Washington – Vor wenigen Wochen mussten US-Senatoren im Kapitol um ihr Leben bangen und vor einem wütenden Mob fliehen, den Donald Trump angestachelt hatte. Nun sollten sie am Tatort über den Mann richten, den viele für die Erstürmung des Kongressgebäudes verantwortlich machen. Ex-Präsident Trump übersteht die Ereignisse vom 6. Januar juristisch ungestraft: Er könnte sich 2024 sogar erneut um das Weiße Haus bewerben. Das zweite Amtsenthebungsverfahren gegen ihn endet mit einem knappen, aber halbherzigen Freispruch.
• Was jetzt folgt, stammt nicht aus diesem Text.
PR #63, opened 2019-04-01
Increase DownloadResolver timeout and log error when canceled

edgarrs:
Fixes the issue where the public builds fails when the download resolver times out or is canceled during evaluation phase.

### DIFF
--- a/Public/Src/FrontEnd/Download/DownloadResolver.cs
+++ b/Public/Src/FrontEnd/Download/DownloadResolver.cs
@@ -327,7 +327,7 @@ namespace BuildXL.FrontEnd.Download
             }
             catch (TaskCanceledException e)
             {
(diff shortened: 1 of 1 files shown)


Public/Src/FrontEnd/Download/DownloadResolver.cs
```diff
@@ -324,8 +325,10 @@ private async Task<EvaluationResult> TryDownloadFileToDiskAsync(DownloadData dow
                         new FileInfo(downloadFilePathAsString).Length);
                 }
             }
-            catch (TaskCanceledException)
+            catch (TaskCanceledException e)
             {
+                string message = m_context.CancellationToken.IsCancellationRequested ? "Download manually canceled" : e.Message;
```
smera: >d" [](start = 113, length = 2)

nit: final '.' missing

PR #64, opened 2019-04-01
[MacSandbox] Extract bundle identifier into an xcconfig

almiliMSFT:
This will be useful because being able to control bundle identifier and buildxl class prefix from a single place will allow us to easily build and simultaneously load multiple versions of our kext (e.g., one for LKG and one for tests)


Public/Src/Sandbox/MacOs/BundleInfo.xcconfig
```diff
@@ -0,0 +1,2 @@
+BXL_BUNDLE_IDENTIFIER = com.microsoft.buildxl.sandbox
```
dannyvv: BUILDXL_ to be consistent

Public/Src/Sandbox/MacOs/projects.dsc
```diff
@@ -29,7 +30,7 @@ namespace Sandbox {
         Transformer.SealSourceDirectoryOption.allDirectories);
 
     export function build(args: Args): Result {
```
dannyvv: Not sure how many of these we have, but perhaps it makes sense to put a `buildXCode` function in `Sdk.BuildXL`?

Public/Src/Sandbox/MacOs/Sandbox/Src/BuildXLSandboxShared.hpp
```diff
@@ -259,10 +259,24 @@ inline bool HasAllFlags(const T source, const T bitMask)
 
 #pragma mark Macros and defines
 
-#define BXL_CLASS(name) com_microsoft_buildxl_ ## name
-#define BuildXLSandbox BXL_CLASS(Sandbox)
-#define kBuildXLBundleIdentifier "com.microsoft.buildxl.sandbox"
-#define kBuildXLSandboxClassName "com_microsoft_buildxl_Sandbox" // this string must match the value of BuildXLSandbox
+#ifndef BXL_BUNDLE_IDENTIFIER
```
dannyvv: `BUILDXL_` for consistency with windows?

Public/Src/Sandbox/MacOs/BundleInfo.xcconfig
almiliMSFT: will rename

Public/Src/Sandbox/MacOs/Sandbox/Src/BuildXLSandboxShared.hpp
almiliMSFT: will rename

Public/Src/Sandbox/MacOs/projects.dsc
almiliMSFT: currently it's just this one, so I'd say we do this once it becomes more pressing

PR #66, opened 2019-04-01
Implement GRPC copy beyond localhost

kewilli:
Still adding tests, but this contains the core changes.

### DIFF
--- a/Public/Src/Cache/ContentStore/Distributed/Utilities/GrpcDistributedPathTransformer.cs
+++ b/Public/Src/Cache/ContentStore/Distributed/Utilities/GrpcDistributedPathTransformer.cs
@@ -1,0 +1,67 @@
+﻿// Copyright (c) Microsoft. All rights reserved.
+// Licensed under the MIT license. See LICENSE file in the project root for full license information.
+
+using System;
+using System.IO;
+using System.Text;
+using BuildXL.Cache.ContentStore.Hashing;
+using BuildXL.Cache.ContentStore.Interfaces.Distributed;
+using BuildXL.Cache.ContentStore.Interfaces.FileSystem;
+using BuildXL.Cache.ContentStore.Utils;
+
+namespace BuildXL.Cache.ContentStore.Distributed.Utilities
+{
+    /// <summary>
+    /// Path transformer for distributed file copies.
+    /// </summary>
+    public class GrpcDistributedPathTransformer : IAbsolutePathTransformer
+    {
+        private static readonly string _localMachineName = Environment.MachineName;
+        internal const string BlobFileExtension = ".blob";
+
+        /// <inheritdoc />
+        public AbsolutePath GeneratePath(ContentHash contentHash, byte[] contentLocationIdContent)
+        {
+            string contentHashString = contentHash.ToHex();
+            var pathRoot = new AbsolutePath(Encoding.UTF8.GetString(contentLocationIdContent));
+            return pathRoot / contentHash.HashType.ToString() / contentHashString.Substring(0, 3) / (contentHashString + BlobFileExtension);
+        }
+
+        /// <inheritdoc />
+        public byte[] GetLocalMachineLocation(AbsolutePath cacheRoot)
+        {
+            if (!cacheRoot.IsLocal)
+            {
+                throw new ArgumentException($"Local cache root must be a local path. Found {cacheRoot}.");
+            }
+
+            if (!cacheRoot.GetFileName().Equals(Constants.SharedDirectoryName))
+            {
+                cacheRoot = cacheRoot / Constants.SharedDirectoryName;
+            }
+
+            string networkPathRoot = cacheRoot.Path.Replace(":", "$");
+
+            return
+                Encoding.UTF8.GetBytes(
+                    Path.Combine("\\\\" + _localMachineName, networkPathRoot).ToUpperInvariant());
+        }
+
+        /// <inheritdoc />
+        public byte[] GetPathLocation(AbsolutePath path)
+        {
+            var tempPath = path;
+            while (tempPath != null && !tempPath.Path.EndsWith(Constants.SharedDirectoryName, StringComparison.OrdinalIgnoreCase) || tempPath.IsRoot)
+            {
+                tempPath = tempPath.GetParentPath<AbsolutePath>();
+            }
+
+            if (tempPath.IsRoot)
+            {
+                throw new ArgumentException("Rooted path does not match a Cache root");
+            }
+
+            return Encoding.UTF8.GetBytes(tempPath.Path.ToUpperInvariant());
+        }
+    }
+}
--- a/Public/Src/Cache/ContentStore/Distributed/Utilities/GrpcDistributedPathTransformer.cs
+++ b/Public/Src/Cache/ContentStore/Distributed/Utilities/GrpcDistributedPathTransformer.cs
@@ -44,7 +44,7 @@ namespace BuildXL.Cache.ContentStore.Distributed.Utilities
 
             return
                 Encoding.UTF8.GetBytes(
-                    Path.Combine("\\\\" + _localMachineName, networkPathRoot).ToUpperInvariant());
+                    Path.Combine(@"\\" + _localMachineName, networkPathRoot).ToUpperInvariant());
         }
 
         /// <inheritdoc />
--- a/Public/Src/Cache/ContentStore/Distributed/Utilities/GrpcFileCopier.cs
+++ b/Public/Src/Cache/ContentStore/Distributed/Utilities/GrpcFileCopier.cs
@@ -21,6 +21,7 @@ namespace BuildXL.Cache.ContentStore.Distributed.Utilities
     /// </summary>
     public class GrpcFileCopier : IAbsolutePathFileCopier
     {
+        private const int DefaultGrpcPort = 7089;
         private Context _context;
         private int _grpcPort;
 
@@ -48,7 +49,7 @@ namespace BuildXL.Cache.ContentStore.Distributed.Utilities
 
             CopyFileResult copyFileResult = null;
             // Contact hard-coded port on source
-            using (var client = GrpcCopyClient.Create(System.Net.IPAddress.Any.ToString(), 7089))
+            using (var client = GrpcCopyClient.Create(System.Net.IPAddress.Any.ToString(), DefaultGrpcPort))
             {
                 copyFileResult = await client.CopyFileAsync(_context, contentHash, destinationPath, cancellationToken, contentSize);
             }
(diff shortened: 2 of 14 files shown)


Public/Src/Cache/ContentStore/Distributed/Utilities/GrpcDistributedPathTransformer.cs
```diff
@@ -0,0 +1,67 @@
...
+            if (!cacheRoot.GetFileName().Equals(Constants.SharedDirectoryName))
+            {
+                cacheRoot = cacheRoot / Constants.SharedDirectoryName;
+            }
+
+            string networkPathRoot = cacheRoot.Path.Replace(":", "$");
+
+            return
+                Encoding.UTF8.GetBytes(
+                    Path.Combine("\\\\" + _localMachineName, networkPathRoot).ToUpperInvariant());
```
dcwuser: Minor: Prefer @"\\" to "\\\\".

Public/Src/Cache/ContentStore/Distributed/Utilities/GrpcFileCopier.cs
```diff
@@ -0,0 +1,92 @@
...
+
+            var contentHash = new ContentHash(hashType, HexUtilities.HexToBytes(hashLiteral));
+
+            return (host, contentHash);
+        }
+
+        /// <inheritdoc />
+        public Task<CopyFileResult> CopyToAsync(AbsolutePath sourcePath, Stream destinationStream, long expectedContentSize, CancellationToken cancellationToken)
+        {
+            throw new NotImplementedException();
```
dcwuser: >throw [](start = 12, length = 5)

Will this screw with hash-while-streaming?

kewilli: Absolutely. This still needs to be done. If trusted hash is off, then this will not be called.

---
In reply to: [271087833](https://github.com/Microsoft/BuildXL/pull/66#discussion_r271087833) [](ancestors = 271087833)

Public/Src/Cache/ContentStore/Library/Service/Grpc/GrpcCopyClient.cs
```diff
@@ -19,10 +21,40 @@ namespace BuildXL.Cache.ContentStore.Service.Grpc
     /// An implementation of a CAS copy helper client based on GRPC.
     /// TODO: Consolidate with GrpcClient to deduplicate code. (bug 1365340)
     /// </summary>
-    public class GrpcCopyClient : IShutdown<BoolResult>
+    public sealed class GrpcCopyClient : IShutdown<BoolResult>
     {
+        private static ConcurrentDictionary<(string, int), GrpcCopyClient> _clientPool = new ConcurrentDictionary<(string, int), GrpcCopyClient>();
```
dcwuser: >string [](start = 45, length = 6)

Note that creating a custom type that defines its own GetHashCode and Equals is usually faster than defaults. (In fact, it may default to reference equality, which will just mean you will never find a dictionary entry. Check this.)

SergeyTeplyakov: System.ValueTuple is a struct with correct value semantic, so this should be totally fine.

---
In reply to: [271089260](https://github.com/Microsoft/BuildXL/pull/66#discussion_r271089260) [](ancestors = 271089260)

SergeyTeplyakov: I would suggest to use named tuple. It is hard to tell from the definition what's the key.

Public/Src/Cache/ContentStore/Library/Service/Grpc/GrpcCopyClient.cs
```diff
@@ -19,10 +21,40 @@ namespace BuildXL.Cache.ContentStore.Service.Grpc
...
+    public sealed class GrpcCopyClient : IShutdown<BoolResult>
     {
+        private static ConcurrentDictionary<(string, int), GrpcCopyClient> _clientPool = new ConcurrentDictionary<(string, int), GrpcCopyClient>();
+
+        /// <summary>
+        /// Use an existing GRPC client if possible, else create a new one.
+        /// </summary>
+        /// <param name="host">Name of the host for the server (e.g. 'localhost').</param>
+        /// <param name="grpcPort">GRPC port on the server.</param>
+        public static GrpcCopyClient Create(string host, int grpcPort)
```
SergeyTeplyakov: nit: could you please move the factory after all the fields (and a private constructor (I suppose we have one).

Public/Src/Cache/ContentStore/Library/Service/Grpc/GrpcCopyClient.cs
```diff
@@ -19,10 +21,40 @@ namespace BuildXL.Cache.ContentStore.Service.Grpc
...
+        {
+            Console.WriteLine($"Creating GRPC client for {host},{grpcPort}");
+            if (_clientPool.TryGetValue((host, grpcPort), out var existingClient))
```
SergeyTeplyakov: To be honest, I would prefer no caching at all instead of having a cache that is effectively a memory leak (a cache without invalidation policy).

Lack of caching means that the app is just slow. But the current version can cause some super weird errors because of port exhaustion or because of some other issues..

Public/Src/Cache/ContentStore/Library/Service/Grpc/GrpcCopyClient.cs
```diff
@@ -60,6 +94,7 @@ public async Task<BoolResult> ShutdownAsync(Context context)
             }
 
             ShutdownCompleted = true;
+            _clientPool.TryRemove((_host, _grpcPort), out var copyClient);
```
SergeyTeplyakov: Should we assert that TryRemove returns true?

Public/Src/Cache/ContentStore/Distributed/Utilities/GrpcFileCopier.cs
```diff
@@ -0,0 +1,92 @@
...
+
+        /// <inheritdoc />
+        public Task<FileExistenceResult> CheckFileExistsAsync(AbsolutePath path, TimeSpan timeout, CancellationToken cancellationToken)
+        {
+            // TODO: Implement!
+            throw new NotImplementedException();
+        }
+
+        /// <inheritdoc />
+        public async Task<CopyFileResult> CopyFileAsync(AbsolutePath sourcePath, AbsolutePath destinationPath, long contentSize, bool overwrite, CancellationToken cancellationToken)
```
dannyvv: >CopyFileAsync [](start = 42, length = 13)

It seems that there is an assumptoin that this path is from the cache folder (i.e. extension `.blob`) should we document or validate this?

Public/Src/Cache/ContentStore/Distributed/Utilities/GrpcFileCopier.cs
```diff
@@ -0,0 +1,92 @@
...
+
+            var host = segments.First();
+            var hashLiteral = segments.Last();
+            if (hashLiteral.EndsWith(GrpcDistributedPathTransformer.BlobFileExtension))
+            {
+                hashLiteral = hashLiteral.Substring(0, hashLiteral.Length - GrpcDistributedPathTransformer.BlobFileExtension.Length);
+            }
+            var hashTypeLiteral = segments.ElementAt(segments.Count - 1 - 2);
+
+            if (!Enum.TryParse<HashType>(hashTypeLiteral, out HashType hashType))
```
dannyvv: >hashType [](start = 71, length = 8)

Should we check that the length of the hash matches the length expected based on the type?

Public/Src/Cache/ContentStore/Library/Service/Grpc/GrpcCopyClient.cs
dannyvv: Agree in principle, but if you look closely this is keyed off of host and port. Perhaps we should consider making the GrpcCopyClient a weak reference so it has a chance to be collected, and we can reinstate when needed.

---
In reply to: [271135869](https://github.com/Microsoft/BuildXL/pull/66#discussion_r271135869) [](ancestors = 271135869)

dannyvv: Just noticed that `ShutDownAsync` removes it. So if we have a guarantee that even in error cases and timeouts and cancellation that shutdown method is called, this should be no worse than all the other caches we have created. I'd still love to see at some point all these caches reported in a single object that we can measure holistically for memory and usage with well known lifetimes.

---
In reply to: [271395644](https://github.com/Microsoft/BuildXL/pull/66#discussion_r271395644) [](ancestors = 271395644,271135869)

Public/Src/Cache/ContentStore/Library/Service/Grpc/GrpcCopyClient.cs
```diff
@@ -135,15 +172,8 @@ private async Task<T> RunClientActionAndThrowIfFailedAsync<T>(Context context, F
         /// <inheritdoc />
         public void Dispose()
         {
-            Dispose(false);
-            GC.SuppressFinalize(this);
+            // noop for now
```
dannyvv: Shouldn't at least the `_clientPool` be emptied?

Public/Src/Cache/ContentStore/Distributed/Utilities/GrpcFileCopier.cs
kewilli: This is validated by the `ContentHash` constructor

---
In reply to: [271394465](https://github.com/Microsoft/BuildXL/pull/66#discussion_r271394465) [](ancestors = 271394465)

dannyvv: Thanks!

---
In reply to: [271469202](https://github.com/Microsoft/BuildXL/pull/66#discussion_r271469202) [](ancestors = 271469202,271394465)

Public/Src/Cache/ContentStore/Library/Service/Grpc/GrpcCopyClient.cs
kewilli: Removing _clientPool

---
In reply to: [271135924](https://github.com/Microsoft/BuildXL/pull/66#discussion_r271135924) [](ancestors = 271135924)

Public/Src/Cache/ContentStore/Library/Service/Grpc/GrpcCopyClient.cs
kewilli: Removing _clientPool

---
In reply to: [271397083](https://github.com/Microsoft/BuildXL/pull/66#discussion_r271397083) [](ancestors = 271397083)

Die Erstürmung des Kapitols, des Tempels der amerikanischen Demokratie, wird in den USA inzwischen oft als der schlimmste Terrorangriff seit dem 11. September 2001 bezeichnet. Doch viele Republikaner wollten trotz gehöriger Wut nicht mit Trump brechen. Der Ex-Präsident sei „praktisch und moralisch“ für die Erstürmung des Kapitols verantwortlich, sagte der wohl prominenteste Republikaner in Washington, der Minderheitsführer im Senat, Mitch McConnell. Trump habe die Erstürmung „orchestriert“ und seine Pflichten als Präsident „schändlich“ verletzt, sagte er.
McConnell und andere Republikaner stimmten dennoch gegen eine Verurteilung, weil sie das Verfahren nach dem Ende von dessen Amtszeit für verfassungswidrig hielten. Die Demokraten bezeichneten das als „feigen“ Vorwand. Bei dem Amtsenthebungsverfahren wegen der Ukraine-Affäre vor einem Jahr hatte nur ein einziger Republikaner gegen Trump gestimmt. Am Samstag schlossen sich sieben Republikaner den 50 Demokraten an. Damit stimmten so viele Senatoren für die Amtsenthebung eines Präsidenten wie noch nie in der US-Geschichte. Am Schluss fehlten nur zehn Stimmen, um Trump mit einer Zweidrittelmehrheit zu verurteilen.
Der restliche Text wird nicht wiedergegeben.